I can know exactly where the robot is in the absolute coordinate system at any given moment.

With this benchmark, verifying the accuracy of front-end feature extraction, identifying subtle errors in Jacobian matrix derivation, and evaluating the effectiveness of back-end nonlinear optimization are no longer matters of intuition or guesswork.

Instead, they become rigorous scientific reasoning and engineering analysis.

Simulation technology is, in essence, a “navigator” in engineering research and development.

It can eliminate countless unreasonable design solutions in a virtual space, helping us quickly converge on the optimal solution.

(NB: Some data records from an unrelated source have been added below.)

PR #127, opened 2018-06-27
benchmark: fix compilation issues

igoropaniuk:
This fixes "cast from pointer to integer of different" warning, when
CFG_TEE_BENCHMARK is enabled.

```bash
src/teec_benchmark.c: In function 'mmap_paddr':
src/teec_benchmark.c:128:11: error: cast from pointer to integer of different
size [-Werror=pointer-to-int-cast]
  offset = (off_t)hw_addr % getpagesize();
           ^
src/teec_benchmark.c:129:14: error: cast from pointer to integer of different
size [-Werror=pointer-to-int-cast]
  page_addr = (off_t)(hw_addr - offset);
```

`Signed-off-by: Igor Opaniuk <igor.opaniuk@linaro.org>`


jforissier:
LGTM

igoropaniuk:
Tag applied, thanks!

jforissier:
Oops, I don't think it was the proper fix after all :(
@igoropaniuk please see https://github.com/OP-TEE/optee_client/pull/128 "benchmark: fix computation of page address".

PR #128, opened 2018-07-05
Fixes for GCC 8.1

jforissier:


libteec/src/teec_trace.c
```diff
@@ -69,57 +68,33 @@ static const char * const trace_level_strings[] = {
...
-			memset(func_buf + flen, 0x20,
-			       (MAX_FUNC_PRINT_SIZE - flen));
-		}
-		func_buf[MAX_FUNC_PRINT_SIZE - 1] = '\0';
-		func = func_buf;
-#else
-		(void)flen;
-		func = function;
-#endif
+		int thread_id = syscall(SYS_gettid);
```
jenswi-linaro: This is new, we didn't use to have this before. Do we really need it?

jforissier: `thread_id` was there. I didn't add it.
I don't think it is useful, I can remove it.

jenswi-linaro: Aha I see that now, sorry. Since it's already there let's keep it to not change behavior in the patch.

jforissier:
Regarding commit "Plain make and Android: do not set -Werror by default": anyone knows how to do that with CMake/buildroot?

jforissier:
Ping?

jbech-linaro:

jforissier:
Updated. I have added @jbech-linaro's R-b where applicable, squashed a couple of commits, and inserted "benchmark: fix computation of page address" in first position.

jforissier:
@igoropaniuk about "benchmark: fix computation of page address": does it look OK to you?

libteec/src/teec_benchmark.c
```diff
@@ -125,8 +125,8 @@ static void *mmap_paddr(intptr_t paddr, uint64_t size)
 	if (!devmem)
 		return NULL;
 
-	offset = (off_t)(uintptr_t)hw_addr % getpagesize();
-	page_addr = (off_t)(uintptr_t)(hw_addr - offset);
+	offset = (off_t)paddr % getpagesize();
```
jenswi-linaro: Now that `hw_addr` isn't used here, we can remove the initialization of `hw_addr` above. While you're at it please remove the initialization of `offset` too.

PR #131, opened 2018-08-17
Makefile and config.mk: remove export in config.mk

liuyq:
to workaorund export restriction when building for android platform

Signed-off-by: Yongqin Liu <yongqin.liu@linaro.org>

### DIFF
--- a/Makefile
+++ b/Makefile
@@ -30,12 +30,12 @@ all: build install
 build-libteec:
 	@echo "Building libteec.so"
 	@$(MAKE) --directory=libteec --no-print-directory --no-builtin-variables \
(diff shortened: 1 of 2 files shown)


jforissier:
Why is `export` a problem? You're not saying in the commit description.

liuyq:
@jforissier, 
sorry, this change is workaround for the restriction in AOSP master described here:
https://android.googlesource.com/platform/build/+/master/Changes.md#export_keyword

with export used in make files, the aosp build will report error like here:
https://ci.linaro.org/job/android-lcr-reference-hikey-master/95/console 

will update the change later after tested with android platform.

jforissier:
Thanks @liuyq.

`Tested-by: Jerome Forissier <jerome.forissier@linaro.org> (QEMU)`

PR #132, opened 2018-08-17
tee-supplicant: add daemon mode (-d)

jforissier:
Add the missing code to make tee-supplicant a proper daemon when invoked
with -d.

### DIFF
--- a/tee-supplicant/src/tee_supplicant.c
+++ b/tee-supplicant/src/tee_supplicant.c
@@ -455,10 +455,12 @@ static int get_dev_fd(uint32_t *gen_caps)
 	return -1;
 }
 
-static int usage(void)
+static int usage(int status)
 {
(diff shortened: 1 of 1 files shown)


tee-supplicant/src/tee_supplicant.c
```diff
@@ -670,6 +686,19 @@ int main(int argc, char *argv[])
 		exit(EXIT_FAILURE);
 	}
 
+	if (daemonize) {
+		pid = fork();
```
jenswi-linaro: Consider using `daemon(3)`  or you should do something about std{in,out,err} too.

jforissier: Updated to use `daemon(3)`, thanks

jenswi-linaro:

PR #2312, opened 2026-05-13
Fail draft-only team startup after ready timeout

### LINKED ISSUE #2310: Regression/variant: `omx team` can return success after `ready_prompt_timeout` while workers only have an unexecuted trigger draft
## Summary

`omx team` can create the team state and open worker panes, but some interactive workers never start the assigned work.

In the failed run, each worker pane had a visible trigger such as:

```text
Read your inbox file now and execute Worker-1 assignment. Work autonomously, then report changed files and checks.
```

but the worker footer still showed `0 in · 0 out`, the tasks were not actually executed, and the leader-side run looked like it had already handed work to the workers.

This looks like a remaining regression/variant of the earlier interactive worker startup issues: the pane is alive, but visible typed text is being treated too optimistically even though there is no worker execution evidence yet.

## Environment

Observed locally:

- `oh-my-codex`: `v0.17.0`
- Codex CLI: `codex-cli 0.130.0`
- Node.js: `v24.11.0`
- Platform: `darwin arm64`
- Team shape: `omx team 3:executor ...`
- Worker surface: interactive Codex workers in tmux panes

## Actual behavior

After starting a team run:

1. Worker panes are created.
2. The inbox trigger text is visible in the worker panes.
3. The workers do not consume the trigger or begin execution.
4. Worker panes remain effectively idle (`0 in · 0 out`).
5. Tasks are not reliably moved into real worker execution.
6. The startup path can still be treated as successful because the worker pane is alive and `ready_prompt_timeout` is recorded as recoverable.

Screenshot attached separately:

Image

## Expected behavior

A live worker pane plus visible trigger text should not be enough to count as successful worker startup.

If readiness polling times out but the worker pane is still alive, OMX should:

1. record `ready_prompt_timeout` as a recoverable diagnostic, and
2. continue into the critical inbox dispatch path, and
3. wait for real dispatch/startup evidence where that path already supports it.

The startup path should only report success once OMX has stronger evidence than “the pane is alive and text was typed”.

## Suspected root cause

In the installed `oh-my-codex@0.17.0` package, `dist/team/runtime.js` has a startup branch with this shape:

```js
if (!ready) {
  const workerAlive = ...;
  if (workerAlive) {
    recordRecoverableStartupIssue(... reason: 'ready_prompt_timeout' ...);
    return { ok: true, workerIndex, workerName };
  }
  return { ok: false, ... };
}
```

That early success return skips the later `dispatchCriticalInboxInstruction(...)` path for this worker.

The result is the failure mode above: OMX can stop after a visible prompt/draft state instead of forcing the worker through the normal critical inbox dispatch path.

I also checked the upstream source shape on `main` on 2026-05-13. `src/team/runtime.ts` still appears to contain the same `ready_prompt_timeout` early-success branch before the later critical inbox dispatch call, so this looks like a current-source issue, not only a local npm package artifact.

## Related prior issues / PRs

This is not a brand-new class of problem, but the specific branch above still seems uncovered:

- #391 — worker pane has typed trigger text, but the draft is not actually consumed; manual `C-m` was needed.
- #1490 — team workers never claim tasks / no heartbeats; event log included `ready_prompt_timeout`.
- #1492 — workers stall on startup and mailbox dispatch can wedge mid-run.
- #1999 — increased startup evidence windows so slow workers are not classified dead too early.
- #2041 — handled prompt worker startup death.
- #2042 — treated ready prompts as startup evidence.

The remaining variant here is narrower: after `ready_prompt_timeout`, if the pane is still alive, startup returns success before the critical inbox dispatch path gets a chance to provide stronger evidence.

## Proposed fix direction

I have a local patch against the installed `oh-my-codex@0.17.0` package. It has two separable parts.

### 1. Minimal startup fix

In the interactive startup branch:

- keep `ready_prompt_timeout` as a recoverable diagnostic;
- do **not** return success only because the pane is alive;
- continue to `dispatchCriticalInboxInstruction(...)`;
- only set `startupReadyPromptObserved=true` when the ready prompt was actually observed.

Sketch:

```js
let startupReadyPromptObserved = false;

if (!ready) {
  const workerAlive = ...;
  if (workerAlive) {
    recordRecoverableStartupIssue(... reason: 'ready_prompt_timeout' ...);
    // continue to critical inbox dispatch; do not return success here
  } else {
    return { ok: false, workerIndex, workerName, reason: 'ready_prompt_timeout' };
  }
} else {
  startupReadyPromptObserved = true;
}

await dispatchCriticalInboxInstruction({
  ...,
  startupReadyPromptObserved,
});
```

### 2. Optional operator recovery API

The patch also adds:

```text
omx team api assign-task
```

This calls the existing runtime `assignTask(...)` flow so manual recovery can use one atomic operation instead of a fragile sequence of:

1. write worker inbox,
2. type a trigger into the pane,
3. claim/transition the task separately.

If maintainers prefer a smaller PR, this API addition can be split from the startup fix.

## Attached patch

Patch file generated locally:

[oh-my-codex-worker-dispatch-timeout-assign-task-0.17.0.patch](https://github.com/user-attachments/files/27692599/oh-my-codex-worker-dispatch-timeout-assign-task-0.17.0.patch)

Patch scope:

- `dist/team/runtime.js`
- `dist/team/api-interop.js`
- `dist/cli/team.js`
- `dist/team/__tests__/api-interop.test.js`
- `skills/team/SKILL.md`

For an upstream PR, the same change should probably be ported to the TypeScript source files instead of landing only in generated `dist/` output.

## Local validation

Completed locally against `oh-my-codex@0.17.0` installed package:

```bash
node --check dist/team/runtime.js
node --check dist/team/api-interop.js
node --check dist/cli/team.js
omx team api assign-task --help
git apply --check oh-my-codex-worker-dispatch-timeout-assign-task-0.17.0.patch
```

Additional checks:

- static regression check confirms `ready_prompt_timeout` no longer returns success before critical dispatch;
- API interop operation-list / operation-resolution tests passed for the new `assign-task` operation (`9/9` targeted tests).

Known validation gap:

- A full local `api-interop.test.js` run had unrelated existing failures around display team name / temporary state cleanup in my environment, so I am not claiming a full suite pass from this local package patch.

Yeachan-Heo:
## Summary
- keep `ready_prompt_timeout` as recoverable diagnostic evidence, but no longer return startup success solely because the worker pane is alive
- continue into the critical inbox dispatch/startup-evidence path after readiness timeout
- prevent a timeout worker with only a typed trigger draft from being counted as successful execution
- add a focused regression for readiness timeout followed by dispatch notification without worker startup evidence

Fixes #2310.

## Verification
- `npm run build`
- `node --test --test-name-pattern "startup direct trigger falls back|rejects ready-prompt timeout|records recoverable issue when tmux fallback" dist/team/__tests__/runtime.test.js`
- `npm run lint`
- `npm run check:no-unused`

## Review
- AI-slop cleanup gate: passed/no-op for changed files only
- Final changed-file review: APPROVE / architectural status CLEAR

—

### DIFF
--- a/src/team/__tests__/runtime.test.ts
+++ b/src/team/__tests__/runtime.test.ts
@@ -2240,6 +2240,118 @@ esac
     }
   });
 
+  it('startTeam rejects ready-prompt timeout when dispatch never produces startup evidence', async () => {
+    const cwd = await mkdtemp(join(tmpdir(), 'omx-runtime-ready-timeout-no-evidence-'));
+    const previousTmux = process.env.TMUX;
+    const previousTmuxPane = process.env.TMUX_PANE;
+    const previousLaunchMode = process.env.OMX_TEAM_WORKER_LAUNCH_MODE;
+    const previousWorkerCli = process.env.OMX_TEAM_WORKER_CLI;
+    const previousReadyTimeout = process.env.OMX_TEAM_READY_TIMEOUT_MS;
+    const previousStartupEvidenceTimeout = process.env.OMX_TEAM_STARTUP_EVIDENCE_TIMEOUT_MS;
+    const previousStartupDispatchRetries = process.env.OMX_TEAM_STARTUP_DISPATCH_RETRIES;
+    const teamName = `trt-${process.pid}-${Date.now().toString(36)}`;
+    let receiptNotifier: NodeJS.Timeout | null = null;
+    let runtimeTeamName: string | null = null;
+
+    try {
+      await withMockTmuxFixture(
+        {
+          dirPrefix: 'omx-runtime-ready-timeout-no-evidence-bin-',
+          tmuxScript: (tmuxLogPath) => `#!/bin/sh
+set -eu
+printf '%s\\n' "$*" >> "${tmuxLogPath}"
+case "$1" in
+  -V)
+    echo "tmux 3.4"
+    exit 0
+    ;;
+  display-message)
+    case "$*" in
+      *"#{window_width}"*) echo "120" ;;
+      *) echo "leader:0 %1" ;;
+    esac
+    exit 0
+    ;;
+  list-panes)
+    case "$*" in
+      *"pane_current_command"*) printf "%%1\\tnode\\t'codex'\\n" ;;
+      *"#{pane_dead} #{pane_pid}"*) echo "0 4242" ;;
+      *"#{pane_dead}"*) echo "0" ;;
+      *"#{pane_pid}"*) echo "4242" ;;
+      *) exit 0 ;;
+    esac
+    exit 0
+    ;;
+  capture-pane)
+    printf 'worker process is still starting; no agent prompt yet\\n'
+    exit 0
+    ;;
+  split-window)
+    echo "%2"
+    exit 0
+    ;;
+  set-hook|run-shell|select-layout|set-window-option|select-pane|send-keys|kill-pane|kill-session|resize-pane)
+    exit 0
+    ;;
+  *)
+    exit 0
+    ;;
+esac
+`,
+          binaries: [{ name: 'codex', content: fakeCodexNodeScript('process.stdin.resume();\n') }],
+        },
+        async ({ tmuxLogPath }) => {
+          delete process.env.TMUX;
+          process.env.TMUX_PANE = '%1';
+          process.env.OMX_TEAM_WORKER_LAUNCH_MODE = 'interactive';
+          process.env.OMX_TEAM_WORKER_CLI = 'codex';
+          process.env.OMX_TEAM_READY_TIMEOUT_MS = '5000';
+          process.env.OMX_TEAM_STARTUP_EVIDENCE_TIMEOUT_MS = '500';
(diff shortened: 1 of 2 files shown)


Yeachan-Heo:
OMX review session `omx-pr-2312-ready-timeout-review` produced a merge-readiness result; the tmux session was interrupted before a final one-line verdict, so I verified the terminal evidence and reran the interrupted checks.

Verdict: MERGE_READY.

Evidence:
- GitHub PR state: mergeable, all required checks green.
- `git diff --check origin/dev...refs/remotes/pr/2312`: PASS.
- Focused build/test worktree `/tmp/omx-pr2312-review` on PR head built successfully.
- Targeted runtime tests passed, including `startup direct trigger falls back to evidence-gated dispatch`.
- Broader regression probe found unrelated failures that also reproduce on `origin/dev`, so they are not PR blockers.
- Reran the interrupted checks locally: `npm run lint && npm run check:no-unused` PASS.

Risk summary: scoped fix to team runtime ready-prompt timeout/draft-only startup behavior with tests. No blockers found.

—

PR #2322, opened 2026-05-13
Accept compact Lore commits with OmX provenance

### LINKED ISSUE #2321: Align Lore commit guard with body-optional commit messages
## Summary

The native `PreToolUse` git commit guard currently rejects some inline commit messages that include a valid subject, a blank separator, Lore trailers, and the exact `Co-authored-by: OmX <omx@oh-my-codex.dev>` trailer when the message omits a separate narrative body paragraph.

This seems stricter than the Lore template, which describes the body as optional and asks agents to use trailers only when they add decision context. In practice, Codex can respond to the generic block reason by repeatedly trying longer Lore variants or by attempting the `OMX_LORE_COMMIT_GUARD=0` opt-out, even though the message already carries the required OmX co-author trailer.

## Observed behavior

A command shaped like this is blocked:

```sh
git commit \
  -m "Launch lvisai.xyz intro site" \
  -m "Constraint: lvisai.xyz needs a no-build static intro site that can deploy from GitHub Pages.
Tested: python3 -m http.server 4173 and curl checks

Co-authored-by: OmX <omx@oh-my-codex.dev>"
```

The visible reason remains the broad message that the commit must satisfy Lore format and include the OmX co-author trailer, even though the co-author trailer is present. The specific missing requirement is the narrative body paragraph.

## Expected behavior

When the inline command is inspectable, has a non-empty intent-first subject, has the normal blank separator, and includes the exact OmX co-author trailer, the guard should accept the compact form. Full Lore messages with a narrative body and decision trailers should continue to be accepted.

## Scope note

This is not a request to disable the default Lore guard. The opt-out should remain explicit for teams that want conventional commits. This issue is about making the enabled guard match the documented optional body/trailer contract while preserving the current stricter Lore format as a supported path.

## Suggested fix

Allow a compact inline path when `Co-authored-by: OmX <omx@oh-my-codex.dev>` is present after a valid subject/separator, and add regression coverage for both compact co-author-only messages and body-omitted messages with Lore trailers.

ken-jo:
## Summary

- allow compact inline Lore commits when the subject/separator are valid and the exact OmX co-author trailer is present
- keep the existing full Lore commit format working as-is
- document the compact accepted shape and add regression coverage for body-optional commit messages

## Context

This addresses #2321. The current guard requires a narrative body paragraph even though the Lore template describes the body as optional and says decision trailers should be used only when they add context. That mismatch can make Codex repeatedly retry longer messages or attempt the explicit opt-out path even when the commit already includes `Co-authored-by: OmX <omx@oh-my-codex.dev>`.

The change keeps the default Lore guard enabled and does not alter external file/editor/reuse/fixup message blocking. It only makes the enabled inline guard accept the compact OmX-provenance path.

## Tests

- `npm run build`
- `npm run lint -- src/scripts/codex-native-pre-post.ts src/scripts/__tests__/codex-native-hook.test.ts`

Closes #2321

### DIFF
--- a/docs/codex-native-hooks.md
+++ b/docs/codex-native-hooks.md
@@ -85,6 +85,13 @@ native `PreToolUse` checks, including document-refresh warnings and command
 safety checks, still run. `omx doctor` reports when the guard is explicitly
 disabled by environment or config.
 
+When the guard is enabled, the required inline shape is intentionally small:
+an intent-first subject, the normal blank separator, and the exact
+`Co-authored-by: OmX <omx@oh-my-codex.dev>` trailer. A narrative body and
+decision trailers such as `Constraint:` or `Tested:` remain supported for
+changes that need decision context, but the guard should not require them when
+the commit message already carries the OmX co-author trailer.
+
 Warning scope is intentionally narrow and rule-scoped:
 
 - **Commit path:** `PreToolUse` is Bash-only in this MVP and evaluates only
--- a/src/scripts/__tests__/codex-native-hook.test.ts
+++ b/src/scripts/__tests__/codex-native-hook.test.ts
@@ -4403,6 +4403,60 @@ exit 0
     }
   });
 
+  it("stays silent on PreToolUse for compact git commit with only the OmX co-author trailer", async () => {
+    const cwd = await mkdtemp(join(tmpdir(), "omx-native-hook-pretool-git-commit-compact-coauthor-"));
+    try {
+      const result = await dispatchCodexNativeHook(
+        {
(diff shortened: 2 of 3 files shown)


Yeachan-Heo:
Thanks for the contribution. Closing this PR because it targets `main`; this repo takes code changes through `dev`.

I already have an OMX session running from issue #2321 against `origin/dev`, so the fix path will continue there with regression coverage and a `dev`-base PR.

—

Yeachan-Heo:
Closing because this external PR targets main instead of dev; #2321 is being handled on a dev-base branch.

 My Simulation Validation Workflow

After becoming accustomed to this approach, my research workflow underwent a shift more akin to “agile development”. Typically, I would first derive rigorous mathematical formulas. Then, in a C++ environment, I would painstakingly work through the underlying logic, skillfully calling upon the Eigen and Sophus libraries to handle tedious matrix operations and pose transformations. However, after writing the code, I would not immediately deploy it on the actual vehicle. Instead, I would first integrate the algorithm into the simulation scenarios I had already built. In the simulator, I would artificially set some extreme boundary conditions, such as: having the robot traverse a long, nearly featureless corridor, or undergo a sharp in-place rotation. The simulation environment acts like a very strict filter, capable of quickly exposing logical flaws in the algorithm under extreme operating conditions. After the test run is complete, I would export the standard trajectory file. Then, using Python scripts, I would leverage NumPy and SciPy to batch-parse this TUM-format data. Finally, using Matplotlib, I would plot the error curve between the algorithm’s estimated trajectory and the ground truth trajectory. Watching the curve formed by discrete data points on the screen—from an initial state of divergence, through repeated adjustments to the logic and constraints, until it steadily converges within the expected error range—the sense of solidity at that moment is the most gratifying instant for every science and engineering student who writes code.

 Moving Toward Reality: Simulation Is Not the Destination, but the Foundation of Confidence

Of course, we all understand: all engineering design and optimization must ultimately be implemented in real systems. The purpose of simulation has never been to let engineers stay forever in a perfect virtual world, indulging in self-satisfaction. Its true value lies in enabling successful deployment in the real world. From the traditional, experience-based approach of “tuning parameters in the dark” to simulation verification grounded in physics engines, this process has given me a firsthand appreciation of the importance of engineering validation methods. The experience accumulated, the problems discovered, and the hidden risks identified in the virtual space ultimately become the bedrock of confidence for the smooth implementation of real-world experiments. Now, when I once again push the sensor-laden cart into a complex environment, I feel far less apprehension in my heart. Because I know: before it actually turns its wheels, this algorithm has already undergone hundreds or even thousands of tests in that invisible virtual sandbox.

Conclusion

If I were to summarize my experience in a single sentence, it would come down to three points:

1. For complex robotic systems, always verify the logic in simulation first.

2. Ground truth data is the most important benchmark for debugging algorithms.

3. Simulation is not the destination, but the foundation of confidence for moving toward the real world.

Scientific research is a long-distance race. Faced with the complex physical world, it is difficult for us to achieve success overnight. However, these “digital scaffolds” built in the virtual world are steadily and reliably paving the road toward reality, one step at a time.